The answer must consist of every line in the data below that holds the word "DeviceId".

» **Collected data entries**
#####
PR #2566, opened 2025-11-07
Make the semantics of tty-related devices correct

cchanging:
The current semantics of `/dev/ttyx` in Asterinas differ from those in Linux. This PR introduces `VtManager` to manage virtual terminals (tty1, tty2...), while ensuring that `/dev/tty0` carries more accurate semantics. 

### Some Semantics of TTY in Linux

| Device File     | Description                                                                                                                              |
|-----------------|------------------------------------------------------------------------------------------------------------------------------------------|
| `/dev/tty`      | The controlling terminal of the current process (e.g., a program running in tty3 will have `/dev/tty` pointing to `/dev/tty3`).           |
| `/dev/tty0`     | The globally current active virtual console (e.g., if you press Ctrl+Alt+F3, then `/dev/tty0` is equivalent to `/dev/tty3`).              |
| `/dev/tty1–63`  | Fixed-numbered virtual console devices (they exist even when inactive).                                                                 In modern systems, once activated, they default to using the same physical framebuffer (fb) device.                                      |
| `/dev/console`  | The target console for kernel message output (usually a soft link to `tty0`, but can be configured to a serial port like `ttyS0`).        |

### Current Implementation in Asterinas  
The virtual console device correspond to `tty0`, and if a framebuffer device exists, it corresponds to `tty1`.

### Is this necessary?

In addition, after enabling the framebuffer device, `VtManager`'s backend device becomes the framebuffer device, leaving the original virtual console device without a corresponding node. Therefore, this PR declares the `ttyS0` node to correspond to the virtual console device, ensuring that the virtual console has a corresponding node in the kernel even after the framebuffer device is enabled. 

Otherwise, if we don't preserve the virtual console device, where will the kernel logs output after enabling the desktop system?

### DIFF
--- a/Makefile
+++ b/Makefile
@@ -22,6 +22,13 @@ FEATURES ?=
 NO_DEFAULT_FEATURES ?= 0
 COVERAGE ?= 0
 ENABLE_BASIC_TEST ?= false
+# Specify the primary system console (supported: hvc0, tty0).
+# - hvc0: The virtio-console terminal.
+# - tty0: The active virtual terminal (VT).
+# Asterinas will automatically fall back to tty0 if hvc0 is not available.
+# Note that currently the virtual terminal (tty0) can only work with
+# linux-efi-handover64 and linux-efi-pe64 boot protocol.
+CONSOLE ?= hvc0
 # End of global build options.
 
 # GDB debugging and profiling options.
@@ -57,6 +64,7 @@ CARGO_OSDK := ~/.cargo/bin/cargo-osdk
 CARGO_OSDK_COMMON_ARGS := --target-arch=$(OSDK_TARGET_ARCH)
 # The build arguments also apply to the `cargo osdk run` command.
 CARGO_OSDK_BUILD_ARGS := --kcmd-args="ostd.log_level=$(LOG_LEVEL)"
+CARGO_OSDK_BUILD_ARGS += --kcmd-args="console=$(CONSOLE)"
 CARGO_OSDK_TEST_ARGS :=
 
 ifeq ($(AUTO_TEST), syscall)
--- a/kernel/comps/framebuffer/src/dummy_console.rs
+++ b/kernel/comps/framebuffer/src/dummy_console.rs
@@ -1,0 +1,39 @@
+// SPDX-License-Identifier: MPL-2.0
+
+use aster_console::{
+    font::BitmapFont,
+    mode::{ConsoleMode, KeyboardMode},
+    AnyConsoleDevice, ConsoleCallback, ConsoleSetFontError,
+};
+
+/// A dummy console device.
+///
+/// This is used when no framebuffer is available. All operations are no-ops.
+#[derive(Debug)]
+pub struct DummyFramebufferConsole;
+
+impl AnyConsoleDevice for DummyFramebufferConsole {
+    fn send(&self, _buf: &[u8]) {}
+
+    fn register_callback(&self, _callback: &'static ConsoleCallback) {}
+
+    fn set_font(&self, _font: BitmapFont) -> Result<(), ConsoleSetFontError> {
+        Err(ConsoleSetFontError::InappropriateDevice)
+    }
+
+    fn set_mode(&self, _mode: ConsoleMode) -> bool {
+        false
+    }
+
+    fn mode(&self) -> Option<ConsoleMode> {
+        None
+    }
+
+    fn set_keyboard_mode(&self, _mode: KeyboardMode) -> bool {
+        false
+    }
+
+    fn keyboard_mode(&self) -> Option<KeyboardMode> {
+        None
+    }
+}
--- a/kernel/src/device/mod.rs
+++ b/kernel/src/device/mod.rs
@@ -10,8 +10,6 @@ mod pty;
 mod shm;
 pub mod tty;
 
-use alloc::format;
-
 use device_id::DeviceId;
 pub use mem::{getrandom, geturandom};
 pub use pty::{new_pty_pair, PtyMaster, PtySlave};
@@ -43,16 +41,22 @@ pub fn init_in_first_process(ctx: &Context) -> Result<()> {
     let dev_path = fs_resolver.lookup(&FsPath::try_from("/dev")?)?;
     dev_path.mount(RamFs::new(), PerMountFlags::default(), ctx)?;
 
-    tty::init();
+    tty::init_in_first_process();
+
+    let tty0 = Arc::new(tty::Tty0Device);
+    add_node(tty0, "tty0", &fs_resolver)?;
+
+    let tty1 = tty::tty1_device().clone();
+    add_node(tty1, "tty1", &fs_resolver)?;
 
     let tty = Arc::new(tty::TtyDevice);
     add_node(tty, "tty", &fs_resolver)?;
 
-    let console = tty::system_console().clone();
+    let console = tty::SystemConsole::singleton().clone();
     add_node(console, "console", &fs_resolver)?;
 
-    for (index, tty) in tty::iter_n_tty().enumerate() {
-        add_node(tty.clone(), &format!("tty{}", index), &fs_resolver)?;
+    if let Some(hvc0) = tty::hvc0_device() {
+        add_node(hvc0.clone(), "hvc0", &fs_resolver)?;
     }
 
     pty::init_in_first_process(&fs_resolver, ctx)?;
@@ -75,18 +79,18 @@ pub fn get_device(devid: DeviceId) -> Result<Arc<dyn Device>> {
     let minor = devid.minor().get();
 
     match (major, minor) {
-        (4, minor) => {
-            let Some(tty) = tty::iter_n_tty().nth(minor as usize) else {
-                return_errno_with_message!(Errno::EINVAL, "the TTY minor ID is invalid");
-            };
-            Ok(tty.clone())
-        }
+        (4, 0) => Ok(Arc::new(tty::Tty0Device)),
+        (4, 1) => Ok(tty::tty1_device().clone()),
         (5, 0) => Ok(Arc::new(tty::TtyDevice)),
+        (5, 1) => Ok(tty::SystemConsole::singleton().clone()),
+        (229, 0) => tty::hvc0_device()
+            .cloned()
+            .map(|device| device as _)
+            .ok_or_else(|| Error::with_message(Errno::ENODEV, "the hvc0 device is not available")),
         _ => char::lookup(devid)
             .map(|device| Arc::new(char::CharFile::new(device)) as Arc<dyn Device>)
-            .ok_or(Error::with_message(
-                Errno::EINVAL,
-                "the device ID is invalid or unsupported",
-            )),
+            .ok_or_else(|| {
+                Error::with_message(Errno::EINVAL, "the device ID is invalid or unsupported")
+            }),
     }
 }
--- a/kernel/src/device/tty/device.rs
+++ b/kernel/src/device/tty/device.rs
@@ -1,20 +1,69 @@
 // SPDX-License-Identifier: MPL-2.0
 
+//! TTY devices.
+//!
+//! This module implements TTY devices such as `/dev/tty0`, `/dev/tty`, and `/dev/console`.
+//!
+//! Reference: <https://www.kernel.org/doc/html/latest/admin-guide/devices.html>
+
 use device_id::{DeviceId, MajorId, MinorId};
+use spin::Once;
 
 use crate::{
+    device::tty::{hvc0_device, n_tty::VtDriver, tty1_device, Tty},
     fs::{
         device::{Device, DeviceType},
         inode_handle::FileIo,
     },
+    kcmdline::KCmdlineArg,
     prelude::*,
+    process::{JobControl, Terminal},
 };
 
+/// Corresponds to `/dev/tty0` in the file system. This device represents the active virtual
+/// terminal.
+pub struct Tty0Device;
+
+impl Tty0Device {
+    fn active_vt(&self) -> &Arc<Tty<VtDriver>> {
+        // Currently there is only one virtual terminal `tty1`.
+        tty1_device()
+    }
+}
+
+impl Device for Tty0Device {
+    fn type_(&self) -> DeviceType {
+        DeviceType::Char
+    }
+
+    fn id(&self) -> DeviceId {
+        DeviceId::new(MajorId::new(4), MinorId::new(0))
+    }
+
+    fn open(&self) -> Result<Box<dyn FileIo>> {
+        self.active_vt().open()
+    }
+}
+
+impl Terminal for Tty0Device {
+    fn job_control(&self) -> &JobControl {
+        self.active_vt().job_control()
+    }
+}
+
 /// Corresponds to `/dev/tty` in the file system. This device represents the controlling terminal
-/// of the session of current process.
+/// of the session of the current process.
 pub struct TtyDevice;
 
 impl Device for TtyDevice {
+    fn type_(&self) -> DeviceType {
+        DeviceType::Char
+    }
+
+    fn id(&self) -> DeviceId {
+        DeviceId::new(MajorId::new(5), MinorId::new(0))
+    }
+
     fn open(&self) -> Result<Box<dyn FileIo>> {
         let Some(terminal) = current!().terminal() else {
             return_errno_with_message!(
@@ -25,12 +74,60 @@ impl Device for TtyDevice {
 
         terminal.open()
     }
+}
 
+/// Corresponds to `/dev/console` in the file system. This device represents a console to which
+/// system messages will be sent.
+pub struct SystemConsole {
+    inner: Arc<dyn Terminal>,
+}
+
+impl SystemConsole {
+    /// Returns the singleton instance of the console device.
+    pub fn singleton() -> &'static Arc<SystemConsole> {
+        static INSTANCE: Once<Arc<SystemConsole>> = Once::new();
+
+        INSTANCE.call_once(|| {
+            // TODO: Support specifying multiple TTY devices, e.g., "console=hvc0 console=tty0".
+            let console_name = KCmdlineArg::singleton()
+                .get_console_names()
+                .first()
+                .map(String::as_str)
+                .unwrap_or("tty0");
+
+            let device = match console_name {
+                "tty0" => Some(Arc::new(Tty0Device) as _),
+                "hvc0" => hvc0_device().cloned().map(|device| device as _),
+                _ => None,
+            };
+            let inner = device.unwrap_or_else(|| {
+                warn!(
+                    "'{}' console not found, falling back to 'tty0'",
+                    console_name
+                );
+                Arc::new(Tty0Device) as _
+            });
+
+            Arc::new(Self { inner })
+        })
+    }
+
+    /// Returns the terminal associated with the console device.
+    pub fn terminal(&self) -> &Arc<dyn Terminal> {
+        &self.inner
+    }
+}
+
+impl Device for SystemConsole {
     fn type_(&self) -> DeviceType {
         DeviceType::Char
     }
 
     fn id(&self) -> DeviceId {
-        DeviceId::new(MajorId::new(5), MinorId::new(0))
+        DeviceId::new(MajorId::new(5), MinorId::new(1))
+    }
+
+    fn open(&self) -> Result<Box<dyn FileIo>> {
+        self.inner.open()
     }
 }
--- a/kernel/src/device/tty/n_tty.rs
+++ b/kernel/src/device/tty/n_tty.rs
@@ -1,6 +1,9 @@
 // SPDX-License-Identifier: MPL-2.0
 
+use alloc::{boxed::Box, sync::Arc};
+
 use aster_console::AnyConsoleDevice;
+use aster_framebuffer::DummyFramebufferConsole;
 use inherit_methods_macro::inherit_methods;
 use ostd::mm::{Infallible, VmReader, VmWriter};
 use spin::Once;
@@ -16,16 +19,20 @@ use crate::{
     process::signal::{PollHandle, Pollable},
 };
 
-pub struct ConsoleDriver {
+/// The driver for VT (virtual terminal) devices.
+//
+// TODO: This driver needs to support more features for future VT management.
+#[derive(Clone)]
+pub struct VtDriver {
     console: Arc<dyn AnyConsoleDevice>,
 }
 
-impl TtyDriver for ConsoleDriver {
+impl TtyDriver for VtDriver {
     // Reference: <https://elixir.bootlin.com/linux/v6.17/source/include/uapi/linux/major.h#L18>.
     const DEVICE_MAJOR_ID: u32 = 4;
 
     fn open(tty: Arc<Tty<Self>>) -> Result<Box<dyn FileIo>> {
-        Ok(Box::new(ConsoleFile(tty)))
+        Ok(Box::new(TtyFile(tty)))
     }
 
     fn push_output(&self, chs: &[u8]) -> Result<usize> {
@@ -50,14 +57,50 @@ impl TtyDriver for ConsoleDriver {
     }
 }
 
-struct ConsoleFile(Arc<Tty<ConsoleDriver>>);
+/// The driver for hypervisor console devices.
+#[derive(Clone)]
+pub struct HvcDriver {
+    console: Arc<dyn AnyConsoleDevice>,
+}
+
+impl TtyDriver for HvcDriver {
+    // Reference: <https://elixir.bootlin.com/linux/v6.17/source/Documentation/admin-guide/devices.txt#L2936>.
+    const DEVICE_MAJOR_ID: u32 = 229;
+
+    fn open(tty: Arc<Tty<Self>>) -> Result<Box<dyn FileIo>> {
+        Ok(Box::new(TtyFile(tty)))
+    }
+
+    fn push_output(&self, chs: &[u8]) -> Result<usize> {
+        self.console.send(chs);
+        Ok(chs.len())
+    }
+
+    fn drain_output(&self) {}
+
+    fn echo_callback(&self) -> impl FnMut(&[u8]) + '_ {
+        |chs| self.console.send(chs)
+    }
+
+    fn can_push(&self) -> bool {
+        true
+    }
+
+    fn notify_input(&self) {}
+
+    fn console(&self) -> Option<&dyn AnyConsoleDevice> {
+        Some(&*self.console)
+    }
+}
+
+struct TtyFile<D>(Arc<Tty<D>>);
 
 #[inherit_methods(from = "self.0")]
-impl Pollable for ConsoleFile {
+impl<D: TtyDriver> Pollable for TtyFile<D> {
     fn poll(&self, mask: IoEvents, poller: Option<&mut PollHandle>) -> IoEvents;
 }
 
-impl InodeIo for ConsoleFile {
+impl<D: TtyDriver> InodeIo for TtyFile<D> {
     fn read_at(
         &self,
         _offset: usize,
@@ -78,7 +121,7 @@ impl InodeIo for ConsoleFile {
 }
 
 #[inherit_methods(from = "self.0")]
-impl FileIo for ConsoleFile {
+impl<D: TtyDriver> FileIo for TtyFile<D> {
     fn ioctl(&self, cmd: IoctlCmd, arg: usize) -> Result<i32>;
 
     fn check_seekable(&self) -> Result<()> {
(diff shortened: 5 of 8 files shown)


TinaZhangZW:
This draft patch retrieves the console device specified in the boot arguments. It works for me.

```
diff --git a/kernel/src/fs/mod.rs b/kernel/src/fs/mod.rs
index 3149a4279..0229ba646 100644
--- a/kernel/src/fs/mod.rs
+++ b/kernel/src/fs/mod.rs
@@ -24,9 +24,10 @@ pub mod thread_info;
 pub mod tmpfs;
 pub mod utils;
 
+use ostd::boot::boot_info;
 use aster_block::BlockDevice;
 use aster_virtio::device::block::device::BlockDevice as VirtIoBlockDevice;
-
+use alloc::format;
 use crate::{
     fs::{
         exfat::{ExfatFs, ExfatMountOptions},
@@ -106,7 +107,13 @@ pub fn init_in_first_process(ctx: &Context) {
     }
 
     // Initialize the file table for the first process.
-    let tty_path = FsPath::try_from("/dev/console").unwrap();
+    let console_path = boot_info().kernel_cmdline
+        .split(' ')
+        .find(|arg| arg.starts_with("console="))
+        .map(|arg| arg.split('=').next_back().unwrap_or("tty0"));
+    let dev_path = console_path.map(|s| format!("/dev/{}", s)).unwrap_or("/dev/tty0".to_string());
+    let tty_path = FsPath::try_from(dev_path.as_str()).unwrap();
+
     let stdin = {
         let open_args = OpenArgs::from_modes(AccessMode::O_RDONLY, mkmod!(u+r));
         fs_resolver
```

cchanging:
> However, I found one discrepancy when using the busybox tty tool over virtio-console
> It sounds that we have hardcoded "/dev/console" for applications stdin/stdout/stderr, which isn't right.

You're right, currently using hard code to open `/dev/console` in the init process (PID 1) is incorrect. Actually, after systemd is implemented, these three file descriptors should be maintained by the user-space systemd. 

I have done some experiments, and in cases with systemd, even if I delete this entire section of code that initializes the standard file descriptors, it still works. The file descriptors 0~2 of the init process point to `/dev/null`. If the current shell logs in via tty1, the `tty` command returns `tty1`; if logging in via `hvc0`, it returns `hvc0`. 

Meanwhile, I checked the file descriptors 0\~2 of the init process on the host machine, and they all point to `/dev/null`, which matches the behavior of file descriptors 0\~2 after having systemd and deleting this code section. 

So I feel we should ultimately delete this logic. However, since systemd isn't yet available on the mainline, I think we should temporarily keep this code for now? But I'm unsure why currently when running `tty` in Linux, it returns `hvc0`.

lrh2000:
> I think we should temporarily keep this code for now?

As far as I know, running a BusyBox init script (place a script at `/init` starting with `#!/bin/busybox sh`) also works under Linux. In this case, who opens stdin/stdout/stderr?

> why currently when running `tty` in Linux, it returns `hvc0`

```
> strace -e readlink tty
readlink("/proc/self/fd/0", "/dev/pts/2", 4095) = 10
/dev/pts/2
+++ exited with 0 +++
```

StevenJiang1110:
> As far as I know, running a BusyBox init script (place a script at /init starting with #!/bin/busybox sh) also works under Linux. In this case, who opens stdin/stdout/stderr?

It seems Linux will aslo [open `/dev/console` for the init process](https://elixir.bootlin.com/linux/v6.17/source/init/main.c#L1584) as stdin/stdout/stderr. So I guess our current implementation to open console for the init process should be unavoidable? Though I don't know why `tty` command returns `/dev/hvc0` on Linux.

lrh2000:
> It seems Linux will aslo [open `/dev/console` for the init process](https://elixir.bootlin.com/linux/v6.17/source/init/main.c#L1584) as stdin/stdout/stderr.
#####
» **Answer for this exercise**
 use device_id::DeviceId;
@@ -75,18 +79,18 @@ pub fn get_device(devid: DeviceId) -> Result<Arc<dyn Device>> {
 use device_id::{DeviceId, MajorId, MinorId};
+    fn id(&self) -> DeviceId {
+        DeviceId::new(MajorId::new(4), MinorId::new(0))
+    fn id(&self) -> DeviceId {
+        DeviceId::new(MajorId::new(5), MinorId::new(0))
     fn id(&self) -> DeviceId {
-        DeviceId::new(MajorId::new(5), MinorId::new(0))
+        DeviceId::new(MajorId::new(5), MinorId::new(1))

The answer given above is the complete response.